— Problem —
Restate word for word the lines of the data below, from the first through the one that has "- TeleopSession discovers".

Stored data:
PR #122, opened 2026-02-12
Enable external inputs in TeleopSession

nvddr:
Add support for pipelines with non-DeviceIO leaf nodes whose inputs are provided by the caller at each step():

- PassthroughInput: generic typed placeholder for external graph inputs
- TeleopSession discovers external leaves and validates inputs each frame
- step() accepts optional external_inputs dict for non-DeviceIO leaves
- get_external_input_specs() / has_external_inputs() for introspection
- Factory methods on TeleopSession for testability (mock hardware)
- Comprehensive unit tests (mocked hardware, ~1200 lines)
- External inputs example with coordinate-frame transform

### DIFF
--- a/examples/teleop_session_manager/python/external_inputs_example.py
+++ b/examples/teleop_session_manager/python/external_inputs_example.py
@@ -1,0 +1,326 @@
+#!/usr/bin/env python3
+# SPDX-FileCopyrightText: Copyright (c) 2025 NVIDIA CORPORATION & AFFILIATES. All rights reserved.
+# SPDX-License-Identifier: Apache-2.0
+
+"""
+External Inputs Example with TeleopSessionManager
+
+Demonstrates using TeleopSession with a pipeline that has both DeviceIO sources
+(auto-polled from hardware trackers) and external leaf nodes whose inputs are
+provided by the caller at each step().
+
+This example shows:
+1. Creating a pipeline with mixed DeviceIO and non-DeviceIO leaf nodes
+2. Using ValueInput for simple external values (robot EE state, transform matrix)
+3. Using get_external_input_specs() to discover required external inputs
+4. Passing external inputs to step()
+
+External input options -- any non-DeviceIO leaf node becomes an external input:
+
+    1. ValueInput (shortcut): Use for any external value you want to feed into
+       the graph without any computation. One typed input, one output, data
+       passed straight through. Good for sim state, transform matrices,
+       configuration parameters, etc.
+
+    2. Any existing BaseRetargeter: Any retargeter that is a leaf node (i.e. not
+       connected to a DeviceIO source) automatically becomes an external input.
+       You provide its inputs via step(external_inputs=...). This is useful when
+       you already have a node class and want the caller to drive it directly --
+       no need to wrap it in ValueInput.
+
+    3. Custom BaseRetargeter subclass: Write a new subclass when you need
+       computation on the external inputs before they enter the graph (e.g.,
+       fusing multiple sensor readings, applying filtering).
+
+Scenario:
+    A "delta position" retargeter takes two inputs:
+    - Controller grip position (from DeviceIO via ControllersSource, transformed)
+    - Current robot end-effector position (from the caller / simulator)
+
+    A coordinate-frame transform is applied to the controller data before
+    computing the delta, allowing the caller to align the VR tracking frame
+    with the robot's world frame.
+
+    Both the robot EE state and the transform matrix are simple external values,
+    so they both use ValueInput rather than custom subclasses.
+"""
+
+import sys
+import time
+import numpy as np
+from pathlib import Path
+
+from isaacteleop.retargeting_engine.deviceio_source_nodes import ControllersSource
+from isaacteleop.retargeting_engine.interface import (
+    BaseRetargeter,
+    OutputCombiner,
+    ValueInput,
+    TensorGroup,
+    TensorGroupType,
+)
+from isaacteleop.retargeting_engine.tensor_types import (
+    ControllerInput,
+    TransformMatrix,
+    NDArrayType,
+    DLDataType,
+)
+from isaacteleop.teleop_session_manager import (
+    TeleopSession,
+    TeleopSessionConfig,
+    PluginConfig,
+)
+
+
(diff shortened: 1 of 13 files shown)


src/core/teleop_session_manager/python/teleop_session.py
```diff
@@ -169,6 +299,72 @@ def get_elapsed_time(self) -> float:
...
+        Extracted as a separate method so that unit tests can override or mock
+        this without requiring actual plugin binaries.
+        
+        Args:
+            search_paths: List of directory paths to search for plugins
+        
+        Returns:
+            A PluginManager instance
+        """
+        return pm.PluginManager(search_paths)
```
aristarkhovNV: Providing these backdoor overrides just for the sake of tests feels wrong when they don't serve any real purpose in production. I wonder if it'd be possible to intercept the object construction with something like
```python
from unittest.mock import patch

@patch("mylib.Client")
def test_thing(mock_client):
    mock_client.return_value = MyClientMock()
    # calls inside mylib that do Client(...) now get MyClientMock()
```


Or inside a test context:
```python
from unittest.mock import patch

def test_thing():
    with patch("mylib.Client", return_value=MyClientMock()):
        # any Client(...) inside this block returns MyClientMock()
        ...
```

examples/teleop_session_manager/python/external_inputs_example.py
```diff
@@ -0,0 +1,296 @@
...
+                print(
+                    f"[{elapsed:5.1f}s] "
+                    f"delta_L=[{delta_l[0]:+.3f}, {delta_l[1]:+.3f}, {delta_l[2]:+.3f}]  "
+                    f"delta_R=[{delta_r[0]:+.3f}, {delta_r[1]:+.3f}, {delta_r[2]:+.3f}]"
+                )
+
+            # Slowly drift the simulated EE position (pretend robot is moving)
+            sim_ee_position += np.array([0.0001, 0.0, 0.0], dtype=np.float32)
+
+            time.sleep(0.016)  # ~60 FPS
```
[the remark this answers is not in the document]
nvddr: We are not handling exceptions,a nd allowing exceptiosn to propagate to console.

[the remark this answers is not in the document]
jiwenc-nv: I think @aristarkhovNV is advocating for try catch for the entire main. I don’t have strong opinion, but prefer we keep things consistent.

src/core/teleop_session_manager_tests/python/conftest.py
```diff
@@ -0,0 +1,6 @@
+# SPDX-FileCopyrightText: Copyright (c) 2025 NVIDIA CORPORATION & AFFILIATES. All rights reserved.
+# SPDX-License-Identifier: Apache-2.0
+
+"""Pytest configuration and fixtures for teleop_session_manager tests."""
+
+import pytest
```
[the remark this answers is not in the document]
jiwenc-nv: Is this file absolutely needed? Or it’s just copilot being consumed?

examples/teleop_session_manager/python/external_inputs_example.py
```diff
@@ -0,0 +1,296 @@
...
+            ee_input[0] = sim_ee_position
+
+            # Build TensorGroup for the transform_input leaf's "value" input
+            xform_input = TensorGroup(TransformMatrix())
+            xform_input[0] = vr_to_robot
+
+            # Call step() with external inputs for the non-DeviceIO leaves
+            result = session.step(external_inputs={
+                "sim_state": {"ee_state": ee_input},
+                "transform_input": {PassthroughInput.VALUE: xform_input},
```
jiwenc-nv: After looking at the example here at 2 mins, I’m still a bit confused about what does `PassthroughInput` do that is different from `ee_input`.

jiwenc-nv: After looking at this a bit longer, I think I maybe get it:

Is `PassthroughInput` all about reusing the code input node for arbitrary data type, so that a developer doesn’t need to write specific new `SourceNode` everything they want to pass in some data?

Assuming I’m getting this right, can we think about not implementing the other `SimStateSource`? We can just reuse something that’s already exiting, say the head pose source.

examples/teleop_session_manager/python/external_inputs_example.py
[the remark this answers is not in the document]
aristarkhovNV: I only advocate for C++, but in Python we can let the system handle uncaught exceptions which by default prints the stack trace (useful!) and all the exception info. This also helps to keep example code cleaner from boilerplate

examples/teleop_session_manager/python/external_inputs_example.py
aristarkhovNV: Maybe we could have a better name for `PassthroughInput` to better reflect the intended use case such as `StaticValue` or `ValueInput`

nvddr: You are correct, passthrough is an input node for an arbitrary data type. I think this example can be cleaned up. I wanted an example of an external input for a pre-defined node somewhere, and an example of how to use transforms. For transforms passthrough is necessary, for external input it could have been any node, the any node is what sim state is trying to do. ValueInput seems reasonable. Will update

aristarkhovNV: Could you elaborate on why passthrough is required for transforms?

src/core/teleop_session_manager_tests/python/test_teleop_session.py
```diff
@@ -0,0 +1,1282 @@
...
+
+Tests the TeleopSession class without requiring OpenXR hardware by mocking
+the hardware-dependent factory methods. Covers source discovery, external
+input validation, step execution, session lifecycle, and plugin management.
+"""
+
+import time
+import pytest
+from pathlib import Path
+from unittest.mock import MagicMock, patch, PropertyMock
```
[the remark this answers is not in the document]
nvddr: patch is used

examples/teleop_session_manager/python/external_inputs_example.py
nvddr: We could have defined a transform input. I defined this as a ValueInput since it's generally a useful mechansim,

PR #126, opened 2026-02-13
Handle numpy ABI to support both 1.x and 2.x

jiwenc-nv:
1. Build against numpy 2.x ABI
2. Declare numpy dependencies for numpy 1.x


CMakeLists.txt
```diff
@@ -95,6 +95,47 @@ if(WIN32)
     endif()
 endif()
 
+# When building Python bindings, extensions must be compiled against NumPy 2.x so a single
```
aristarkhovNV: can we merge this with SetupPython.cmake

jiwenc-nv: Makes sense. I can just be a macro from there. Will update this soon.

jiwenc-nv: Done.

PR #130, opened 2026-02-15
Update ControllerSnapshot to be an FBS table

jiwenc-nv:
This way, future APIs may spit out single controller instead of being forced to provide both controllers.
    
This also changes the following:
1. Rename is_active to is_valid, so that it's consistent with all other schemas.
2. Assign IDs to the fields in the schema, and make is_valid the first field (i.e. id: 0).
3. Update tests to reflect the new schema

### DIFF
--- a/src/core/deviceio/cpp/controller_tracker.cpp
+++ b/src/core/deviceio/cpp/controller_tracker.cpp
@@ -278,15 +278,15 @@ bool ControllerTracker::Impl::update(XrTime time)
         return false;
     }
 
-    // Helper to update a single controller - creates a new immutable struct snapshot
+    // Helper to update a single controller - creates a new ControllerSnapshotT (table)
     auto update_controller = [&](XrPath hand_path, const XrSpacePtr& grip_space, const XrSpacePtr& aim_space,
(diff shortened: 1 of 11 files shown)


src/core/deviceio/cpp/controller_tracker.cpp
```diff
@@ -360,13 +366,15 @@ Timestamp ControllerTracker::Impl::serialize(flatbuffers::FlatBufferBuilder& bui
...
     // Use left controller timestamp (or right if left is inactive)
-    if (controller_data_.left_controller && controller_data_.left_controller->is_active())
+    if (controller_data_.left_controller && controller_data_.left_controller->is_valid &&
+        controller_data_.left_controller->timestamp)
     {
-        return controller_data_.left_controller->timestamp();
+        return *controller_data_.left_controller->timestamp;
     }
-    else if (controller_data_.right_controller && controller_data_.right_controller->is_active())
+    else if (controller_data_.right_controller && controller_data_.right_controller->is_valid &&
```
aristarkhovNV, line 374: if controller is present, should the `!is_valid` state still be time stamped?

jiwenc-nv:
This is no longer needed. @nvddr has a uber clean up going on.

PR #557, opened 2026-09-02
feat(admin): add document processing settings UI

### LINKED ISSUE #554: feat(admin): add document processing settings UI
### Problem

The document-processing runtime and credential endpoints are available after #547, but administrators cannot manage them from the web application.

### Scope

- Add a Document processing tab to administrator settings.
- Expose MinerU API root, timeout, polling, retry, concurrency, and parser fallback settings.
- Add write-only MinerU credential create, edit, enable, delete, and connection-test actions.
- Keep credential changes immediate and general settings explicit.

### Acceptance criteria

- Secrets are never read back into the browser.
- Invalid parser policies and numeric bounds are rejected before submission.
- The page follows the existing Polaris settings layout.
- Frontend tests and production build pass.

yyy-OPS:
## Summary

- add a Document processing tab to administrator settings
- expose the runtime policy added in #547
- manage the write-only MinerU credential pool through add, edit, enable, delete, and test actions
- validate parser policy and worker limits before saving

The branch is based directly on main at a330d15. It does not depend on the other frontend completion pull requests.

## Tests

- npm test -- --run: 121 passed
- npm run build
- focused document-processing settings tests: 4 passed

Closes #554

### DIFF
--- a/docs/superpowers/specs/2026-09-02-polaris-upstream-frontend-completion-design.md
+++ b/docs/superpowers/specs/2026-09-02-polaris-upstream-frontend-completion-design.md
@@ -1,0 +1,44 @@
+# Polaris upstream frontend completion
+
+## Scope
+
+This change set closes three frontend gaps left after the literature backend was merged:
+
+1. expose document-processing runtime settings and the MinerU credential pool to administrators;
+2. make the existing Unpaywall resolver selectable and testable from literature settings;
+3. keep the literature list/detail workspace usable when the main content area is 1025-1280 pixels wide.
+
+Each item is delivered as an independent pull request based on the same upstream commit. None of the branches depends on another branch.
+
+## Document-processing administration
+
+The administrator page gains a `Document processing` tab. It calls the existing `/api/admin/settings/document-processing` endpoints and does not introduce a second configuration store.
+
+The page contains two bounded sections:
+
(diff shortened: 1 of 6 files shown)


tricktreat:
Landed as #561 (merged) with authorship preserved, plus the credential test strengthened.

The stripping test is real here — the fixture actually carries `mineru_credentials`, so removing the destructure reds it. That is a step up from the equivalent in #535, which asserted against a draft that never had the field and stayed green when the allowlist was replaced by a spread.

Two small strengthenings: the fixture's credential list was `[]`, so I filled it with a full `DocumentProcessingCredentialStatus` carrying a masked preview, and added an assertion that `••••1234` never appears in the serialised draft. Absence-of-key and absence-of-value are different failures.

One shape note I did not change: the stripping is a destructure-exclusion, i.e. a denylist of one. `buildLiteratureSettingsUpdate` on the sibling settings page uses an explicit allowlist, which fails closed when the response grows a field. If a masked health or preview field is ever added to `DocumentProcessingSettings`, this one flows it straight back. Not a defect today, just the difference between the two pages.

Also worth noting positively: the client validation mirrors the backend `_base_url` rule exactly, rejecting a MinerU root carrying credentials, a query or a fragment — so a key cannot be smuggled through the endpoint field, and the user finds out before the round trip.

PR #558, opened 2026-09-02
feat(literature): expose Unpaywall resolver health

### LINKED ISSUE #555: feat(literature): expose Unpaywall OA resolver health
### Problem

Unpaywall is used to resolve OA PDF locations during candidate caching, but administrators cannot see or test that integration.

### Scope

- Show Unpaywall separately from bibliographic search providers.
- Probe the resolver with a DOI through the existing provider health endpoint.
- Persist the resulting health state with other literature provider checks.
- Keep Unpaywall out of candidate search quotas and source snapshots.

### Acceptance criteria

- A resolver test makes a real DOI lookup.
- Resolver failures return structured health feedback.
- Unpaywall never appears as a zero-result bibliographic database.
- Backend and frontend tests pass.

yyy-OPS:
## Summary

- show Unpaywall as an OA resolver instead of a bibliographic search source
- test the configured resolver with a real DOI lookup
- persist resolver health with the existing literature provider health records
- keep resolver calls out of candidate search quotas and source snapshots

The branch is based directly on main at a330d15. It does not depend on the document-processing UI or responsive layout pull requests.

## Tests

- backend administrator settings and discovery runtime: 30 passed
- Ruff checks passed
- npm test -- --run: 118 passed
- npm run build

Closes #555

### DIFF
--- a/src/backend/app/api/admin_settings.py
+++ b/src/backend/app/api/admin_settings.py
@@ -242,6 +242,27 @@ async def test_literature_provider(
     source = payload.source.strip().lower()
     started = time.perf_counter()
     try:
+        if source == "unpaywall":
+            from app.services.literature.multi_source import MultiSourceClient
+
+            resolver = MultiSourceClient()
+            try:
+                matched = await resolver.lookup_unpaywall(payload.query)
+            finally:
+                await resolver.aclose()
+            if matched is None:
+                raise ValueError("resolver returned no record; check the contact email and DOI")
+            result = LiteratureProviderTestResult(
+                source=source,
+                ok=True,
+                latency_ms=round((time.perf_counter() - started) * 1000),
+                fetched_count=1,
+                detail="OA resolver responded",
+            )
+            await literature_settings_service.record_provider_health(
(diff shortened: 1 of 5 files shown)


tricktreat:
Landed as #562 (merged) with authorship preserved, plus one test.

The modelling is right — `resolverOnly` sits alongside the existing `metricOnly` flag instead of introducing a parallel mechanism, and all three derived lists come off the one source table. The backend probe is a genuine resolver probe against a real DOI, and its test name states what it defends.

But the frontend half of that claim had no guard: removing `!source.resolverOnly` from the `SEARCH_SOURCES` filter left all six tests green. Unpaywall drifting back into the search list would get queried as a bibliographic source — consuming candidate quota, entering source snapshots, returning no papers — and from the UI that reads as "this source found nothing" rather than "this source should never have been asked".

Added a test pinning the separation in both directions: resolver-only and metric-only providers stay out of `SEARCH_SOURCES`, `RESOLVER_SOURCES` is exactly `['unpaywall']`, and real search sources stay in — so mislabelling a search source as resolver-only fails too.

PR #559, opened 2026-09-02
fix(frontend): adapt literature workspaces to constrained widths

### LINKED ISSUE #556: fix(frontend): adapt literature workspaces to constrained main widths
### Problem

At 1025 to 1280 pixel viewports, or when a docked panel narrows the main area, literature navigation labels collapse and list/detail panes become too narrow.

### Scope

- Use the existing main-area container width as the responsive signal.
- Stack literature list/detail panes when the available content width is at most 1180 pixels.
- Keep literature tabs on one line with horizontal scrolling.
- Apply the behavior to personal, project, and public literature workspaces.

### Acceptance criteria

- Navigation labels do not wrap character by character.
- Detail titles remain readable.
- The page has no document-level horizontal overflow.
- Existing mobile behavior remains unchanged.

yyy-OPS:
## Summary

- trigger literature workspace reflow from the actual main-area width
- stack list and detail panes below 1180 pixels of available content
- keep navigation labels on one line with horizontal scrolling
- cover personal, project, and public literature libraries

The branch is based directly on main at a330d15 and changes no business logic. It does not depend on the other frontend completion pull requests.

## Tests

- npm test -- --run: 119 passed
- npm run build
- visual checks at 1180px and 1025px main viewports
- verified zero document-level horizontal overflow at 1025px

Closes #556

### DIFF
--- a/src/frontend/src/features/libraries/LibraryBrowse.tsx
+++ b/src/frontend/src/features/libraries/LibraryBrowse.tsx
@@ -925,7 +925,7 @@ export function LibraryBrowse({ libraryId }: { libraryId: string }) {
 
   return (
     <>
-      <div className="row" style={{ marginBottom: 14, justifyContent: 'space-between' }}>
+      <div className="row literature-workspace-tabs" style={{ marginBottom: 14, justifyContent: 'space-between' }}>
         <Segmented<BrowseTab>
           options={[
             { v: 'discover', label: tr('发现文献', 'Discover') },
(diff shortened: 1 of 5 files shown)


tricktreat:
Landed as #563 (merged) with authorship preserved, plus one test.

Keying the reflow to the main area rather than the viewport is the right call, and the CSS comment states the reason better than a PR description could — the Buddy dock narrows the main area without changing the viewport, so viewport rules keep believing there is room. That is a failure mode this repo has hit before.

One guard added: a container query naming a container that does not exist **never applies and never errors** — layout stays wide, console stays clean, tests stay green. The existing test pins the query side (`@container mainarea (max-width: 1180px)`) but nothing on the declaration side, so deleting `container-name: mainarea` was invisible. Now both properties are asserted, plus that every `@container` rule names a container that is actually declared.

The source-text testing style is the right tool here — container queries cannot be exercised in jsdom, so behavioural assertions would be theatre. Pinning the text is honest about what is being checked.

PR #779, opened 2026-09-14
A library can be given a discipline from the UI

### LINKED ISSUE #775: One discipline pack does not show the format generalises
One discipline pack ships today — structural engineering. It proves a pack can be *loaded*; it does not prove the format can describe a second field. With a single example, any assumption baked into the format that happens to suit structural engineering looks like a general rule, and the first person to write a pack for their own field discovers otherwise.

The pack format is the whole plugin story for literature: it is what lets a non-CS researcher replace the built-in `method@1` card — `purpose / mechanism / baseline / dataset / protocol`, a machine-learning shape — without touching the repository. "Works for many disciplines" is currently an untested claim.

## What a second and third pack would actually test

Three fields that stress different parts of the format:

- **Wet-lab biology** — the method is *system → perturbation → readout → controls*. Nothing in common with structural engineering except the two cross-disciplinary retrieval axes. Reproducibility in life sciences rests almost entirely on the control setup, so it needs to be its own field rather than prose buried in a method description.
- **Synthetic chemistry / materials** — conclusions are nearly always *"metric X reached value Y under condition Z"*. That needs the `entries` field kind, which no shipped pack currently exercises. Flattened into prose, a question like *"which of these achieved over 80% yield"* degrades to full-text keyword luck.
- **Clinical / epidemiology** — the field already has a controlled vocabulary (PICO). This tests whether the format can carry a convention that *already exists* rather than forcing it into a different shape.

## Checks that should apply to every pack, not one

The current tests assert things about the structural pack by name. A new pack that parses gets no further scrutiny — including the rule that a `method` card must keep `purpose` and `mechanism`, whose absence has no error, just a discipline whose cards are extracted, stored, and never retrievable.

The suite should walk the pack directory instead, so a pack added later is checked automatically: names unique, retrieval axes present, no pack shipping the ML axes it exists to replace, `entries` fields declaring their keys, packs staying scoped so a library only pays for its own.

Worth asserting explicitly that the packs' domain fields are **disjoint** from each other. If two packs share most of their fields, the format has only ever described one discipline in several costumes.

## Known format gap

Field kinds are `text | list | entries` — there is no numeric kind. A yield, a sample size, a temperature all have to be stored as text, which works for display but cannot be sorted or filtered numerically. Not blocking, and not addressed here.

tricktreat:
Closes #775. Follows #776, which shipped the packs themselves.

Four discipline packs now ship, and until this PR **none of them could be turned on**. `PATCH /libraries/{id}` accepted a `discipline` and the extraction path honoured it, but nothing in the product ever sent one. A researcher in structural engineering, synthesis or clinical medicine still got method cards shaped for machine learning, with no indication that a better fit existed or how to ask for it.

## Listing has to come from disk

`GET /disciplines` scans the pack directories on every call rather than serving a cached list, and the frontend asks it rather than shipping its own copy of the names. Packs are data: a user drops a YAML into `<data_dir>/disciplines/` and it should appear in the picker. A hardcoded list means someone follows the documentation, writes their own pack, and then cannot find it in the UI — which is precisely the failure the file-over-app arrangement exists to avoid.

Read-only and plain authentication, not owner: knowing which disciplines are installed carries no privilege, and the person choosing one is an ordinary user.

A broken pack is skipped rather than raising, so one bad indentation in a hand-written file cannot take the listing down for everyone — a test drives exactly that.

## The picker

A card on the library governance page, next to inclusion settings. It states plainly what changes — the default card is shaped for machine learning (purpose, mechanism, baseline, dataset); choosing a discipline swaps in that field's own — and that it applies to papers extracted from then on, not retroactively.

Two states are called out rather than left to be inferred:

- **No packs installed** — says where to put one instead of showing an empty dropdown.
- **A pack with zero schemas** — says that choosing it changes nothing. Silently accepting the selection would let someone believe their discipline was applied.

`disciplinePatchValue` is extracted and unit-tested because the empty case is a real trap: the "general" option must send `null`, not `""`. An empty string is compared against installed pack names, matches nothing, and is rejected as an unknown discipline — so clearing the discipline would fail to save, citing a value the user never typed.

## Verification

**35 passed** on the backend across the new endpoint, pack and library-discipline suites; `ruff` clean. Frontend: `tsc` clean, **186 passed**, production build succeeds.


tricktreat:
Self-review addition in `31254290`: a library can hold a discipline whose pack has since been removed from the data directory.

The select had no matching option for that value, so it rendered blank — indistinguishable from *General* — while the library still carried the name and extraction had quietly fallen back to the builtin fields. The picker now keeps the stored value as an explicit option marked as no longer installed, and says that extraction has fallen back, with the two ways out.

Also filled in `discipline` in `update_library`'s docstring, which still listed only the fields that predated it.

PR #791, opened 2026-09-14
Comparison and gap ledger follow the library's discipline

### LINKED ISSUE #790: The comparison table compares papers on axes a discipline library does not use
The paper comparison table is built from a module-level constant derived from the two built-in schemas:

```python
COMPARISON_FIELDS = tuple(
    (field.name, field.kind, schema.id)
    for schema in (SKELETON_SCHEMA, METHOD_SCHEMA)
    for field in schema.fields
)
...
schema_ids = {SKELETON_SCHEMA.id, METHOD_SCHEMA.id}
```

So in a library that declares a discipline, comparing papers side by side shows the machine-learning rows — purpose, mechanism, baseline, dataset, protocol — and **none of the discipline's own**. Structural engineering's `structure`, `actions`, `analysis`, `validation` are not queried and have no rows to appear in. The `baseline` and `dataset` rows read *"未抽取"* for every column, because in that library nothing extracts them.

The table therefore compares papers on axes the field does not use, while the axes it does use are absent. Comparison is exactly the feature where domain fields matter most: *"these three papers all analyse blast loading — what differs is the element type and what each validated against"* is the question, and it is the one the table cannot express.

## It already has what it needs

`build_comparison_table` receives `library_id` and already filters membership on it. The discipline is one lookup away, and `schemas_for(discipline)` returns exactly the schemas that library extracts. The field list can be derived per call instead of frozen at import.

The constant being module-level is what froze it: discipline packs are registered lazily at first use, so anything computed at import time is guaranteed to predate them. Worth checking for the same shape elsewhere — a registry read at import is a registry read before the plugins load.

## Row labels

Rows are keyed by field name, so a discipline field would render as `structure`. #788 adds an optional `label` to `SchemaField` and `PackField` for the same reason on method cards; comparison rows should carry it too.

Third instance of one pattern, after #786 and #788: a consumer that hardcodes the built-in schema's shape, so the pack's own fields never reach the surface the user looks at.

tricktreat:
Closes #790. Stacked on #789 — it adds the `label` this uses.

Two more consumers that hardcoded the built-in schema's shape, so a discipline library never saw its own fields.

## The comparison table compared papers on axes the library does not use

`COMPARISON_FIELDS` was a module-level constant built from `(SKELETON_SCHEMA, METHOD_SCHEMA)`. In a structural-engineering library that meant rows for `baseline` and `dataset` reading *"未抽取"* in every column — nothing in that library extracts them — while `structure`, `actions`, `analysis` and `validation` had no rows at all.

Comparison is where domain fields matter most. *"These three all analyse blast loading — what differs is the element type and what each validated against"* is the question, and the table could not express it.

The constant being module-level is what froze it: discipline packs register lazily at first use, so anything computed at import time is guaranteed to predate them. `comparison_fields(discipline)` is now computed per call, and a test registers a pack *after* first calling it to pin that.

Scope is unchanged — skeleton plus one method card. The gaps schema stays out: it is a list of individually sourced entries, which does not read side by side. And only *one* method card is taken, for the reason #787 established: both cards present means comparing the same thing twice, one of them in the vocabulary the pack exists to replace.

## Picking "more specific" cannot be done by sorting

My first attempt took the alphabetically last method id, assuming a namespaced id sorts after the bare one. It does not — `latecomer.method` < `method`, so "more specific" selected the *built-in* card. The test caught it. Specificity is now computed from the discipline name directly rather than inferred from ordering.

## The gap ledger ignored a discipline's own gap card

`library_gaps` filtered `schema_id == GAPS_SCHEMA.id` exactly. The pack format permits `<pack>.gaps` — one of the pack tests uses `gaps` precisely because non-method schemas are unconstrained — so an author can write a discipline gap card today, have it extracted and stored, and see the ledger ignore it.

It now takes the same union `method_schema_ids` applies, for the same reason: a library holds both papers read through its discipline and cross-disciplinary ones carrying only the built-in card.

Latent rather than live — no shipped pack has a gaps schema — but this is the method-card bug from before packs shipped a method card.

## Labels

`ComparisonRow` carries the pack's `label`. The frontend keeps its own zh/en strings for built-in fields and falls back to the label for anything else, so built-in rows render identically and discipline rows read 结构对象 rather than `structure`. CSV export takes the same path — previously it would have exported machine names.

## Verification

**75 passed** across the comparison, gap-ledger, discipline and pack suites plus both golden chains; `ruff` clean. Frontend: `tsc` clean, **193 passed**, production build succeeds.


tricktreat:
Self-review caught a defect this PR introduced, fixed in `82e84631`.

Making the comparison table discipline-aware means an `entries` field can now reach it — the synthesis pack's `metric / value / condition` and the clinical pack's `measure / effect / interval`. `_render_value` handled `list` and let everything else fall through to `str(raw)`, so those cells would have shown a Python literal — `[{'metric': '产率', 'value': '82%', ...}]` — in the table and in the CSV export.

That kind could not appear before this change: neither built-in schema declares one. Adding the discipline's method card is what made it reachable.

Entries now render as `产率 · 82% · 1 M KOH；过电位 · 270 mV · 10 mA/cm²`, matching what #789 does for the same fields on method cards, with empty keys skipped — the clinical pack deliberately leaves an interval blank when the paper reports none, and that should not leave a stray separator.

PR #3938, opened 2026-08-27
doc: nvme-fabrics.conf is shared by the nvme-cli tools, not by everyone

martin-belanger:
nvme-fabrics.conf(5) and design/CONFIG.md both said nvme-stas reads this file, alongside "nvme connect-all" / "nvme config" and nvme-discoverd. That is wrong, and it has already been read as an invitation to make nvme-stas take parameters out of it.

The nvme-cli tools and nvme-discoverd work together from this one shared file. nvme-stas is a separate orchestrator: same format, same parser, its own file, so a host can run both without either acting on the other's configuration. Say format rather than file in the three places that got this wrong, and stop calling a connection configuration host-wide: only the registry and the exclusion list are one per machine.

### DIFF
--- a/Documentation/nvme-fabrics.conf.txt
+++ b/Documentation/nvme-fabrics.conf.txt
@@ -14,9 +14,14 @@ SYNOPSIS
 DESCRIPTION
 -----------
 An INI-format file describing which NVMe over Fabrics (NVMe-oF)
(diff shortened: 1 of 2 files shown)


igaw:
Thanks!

— Solution to the problem —
PR #122, opened 2026-02-12
Enable external inputs in TeleopSession

nvddr:
Add support for pipelines with non-DeviceIO leaf nodes whose inputs are provided by the caller at each step():

- PassthroughInput: generic typed placeholder for external graph inputs
- TeleopSession discovers external leaves and validates inputs each frame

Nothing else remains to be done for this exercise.